The assets were frozen in US banks, but South Africa had blocked the release on the Security Council’s sanctions committee, saying it would imply recognition of the NTC.
The last-minute accord with South Africa meant that the US did not press for a Security Council vote.
“The money will be moving within days,” a US diplomat said.
The new request made no mention of the NTC, only that the money would be directed through the “relevant authorities.”
Washington said on Thursday the money would pay for UN programs, energy bills, health, education and food, and would not be used for any “military purposes.”
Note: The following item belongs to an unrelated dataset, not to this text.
PR #5984, opened 2025-08-04
feat: Transifex  app handle environment alias [INTEG-001]

foteinigk:
## Purpose

To be consistent with transifex contentfull standalone app, use everywhere the actual environment id instead of environment alias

Mahmud Jibril, No. 2 in the NTC, said yesterday in Istanbul it was essential that the West release all of Libya’s frozen assets.
“There will be high expectations after the collapse of the regime. The frozen assets must be released for the success of the new government to be established after the Qaddafi regime,” he told a news conference.
“Salaries of civil servants need to be paid. The life needs to continue on its normal course,” Jibril said, a day after senior diplomats of the Libya Contact Group met in Istanbul and agreed to speed up release of some US$2.5 billion in frozen Libyan assets by the middle of next week.
US Secretary of State Hillary Rodham Clinton pledged support for the “new Libya,” urging the rebels to turn the page on Qaddafi’s rule and build a secure, democratic state.
Clinton called on the rebels to guard weapons stockpiles and take a hard line against “extremism.”
“The situation remains fluid, but it is clear that the Qaddafi era is coming to an end, opening the way for a new era in Libya — one of liberty, justice, and peace,” she said in a written statement.
The whereabouts of Qaddafi remain unknown, and on Thursday he broadcast a message calling on the populace to take up arms.